Pakistani intelligence officials now look like dolts. Bin Laden was directly under their noses — in a pleasant “hill station” town favored by wealthy Pakistani generals and retired military and “just a few hundred meters from Pakistan’s version of the West Point military academy“. Yet Pakistani intelligence either was too dull-witted to notice, or corrupt and knew and said nothing. Had Pakistan brought bin Laden to justice without the help of the U.S., Islamabad would now seem super-competent, and be winning the world’s praise. Instead, Islamabad seems like a ship of fools.

This killing is irrelevant to the targeted-assassination debate. A few days ago, the United States tried to kill Muammar Gaddafi, using bombs.
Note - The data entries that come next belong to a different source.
PR #541, opened 2024-05-22
workflows/git-try-push: use local directory

Bo98:
Avoids the need for a write token.


MikeMcQuaid (approved):
Good idea, thanks again @Bo98!

PR #555, opened 2024-06-17
remove-disabled-packages: add action

bevanjkay:
This PR adds a modified version of the existing `remove-disabled-formulae` action that would work across both `homebrew-core` and `homebrew-cask`, and be useable in a repository that includes both Formula and Casks.

It may be worthwhile adding an additional feature to pass a variable for the amount of months a package should be disabled before being removed, as there may be a difference in process between `homebrew-core` and `homebrew-cask`.

### DIFF
--- a/remove-disabled-packages/action.yml
+++ b/remove-disabled-packages/action.yml
@@ -1,0 +1,17 @@
+name: Remove disabled packages
+description: Delete packages that have a disable date of more than one year ago
+branding:
+  icon: trash-2
+  color: red
+outputs:
+  packages-removed:
+    description: Whether any packages were removed or not
+    value: ${{steps.remove-packages.outputs.packages-removed}}
+runs:
+  using: composite
+  steps:
+    - run: brew ruby "$GITHUB_ACTION_PATH/main.rb"
+      id: remove-packages
+      shell: bash
+      env:
+        HOMEBREW_NO_AUTO_UPDATE: 1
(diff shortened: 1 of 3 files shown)


remove-disabled-packages/action.yml
```diff
@@ -0,0 +1,17 @@
+name: Remove disabled packages
+description: Delete packages that have a disable date of more than one year ago
+branding:
+  icon: trash-2
+  color: red
+outputs:
+  packages-removed:
+    description: Whether any formulae were removed or not
```
MikeMcQuaid, line 8:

U.S. law forbids the targeted killing of heads of state, making the U.S. airstrike troubling on many levels: among them that American law makes it legal to kill the innocent when bombs miss, so long as no named individual was targeted. That’s tormented ethics, to put it mildly.

But bin Laden was not a head of state, he was a stateless criminal and an obvious threat to the lives of others. There’s no legal concern here.

Was the raid truly perfect? President Obama’s declaration that U.S. commandos “took care to avoid civilian casualties” could mean many things. The White House should clarify immediately.

The correspondents dinner. Saturday night, Obama was yukking it up at the White House Correspondents Dinner — knowing the raid was about to happen, and the situation for America was about to get either a lot better or a lot worse. The president smiled his way through the dinner (arguably the single most ridiculous aspect of contemporary Washington politics), giving no hint. That’s Academy Award acting.

There were no leaks. Nobody in the White House, the Department of Defense or the intelligence community leaked anything. State Department personnel were evacuated from Peshawar in the hours before the raid, and not one of them texted or tweeted the slightest hint. America really can do something properly!

At this time, no one should think of politics. But President Obama can be forgiven for knowing that his reelection odds just skyrocketed.

 

COMMENT

Whether we like it or not, we still have laws in this country, and nobody is above them, not even our citizen president. He can’t give himself the power to murder,or order someones murder. Laws in this country apply to all equally, no single person can have laws that apply just to them, that’s ludicrous. Obama needs to be tried in an international court for murder. If Al-Qaeda flew into Texas and killed bush and dumped the body at sea, how legal is that? We would have to accept it, as Pakistan did.
Nobody is to be deprived of life without due process. PERIOD. Not only did Obama violate the right to life, he violated the constitution he swore to uphold.
So, guess who the world’s number one terrorist is now?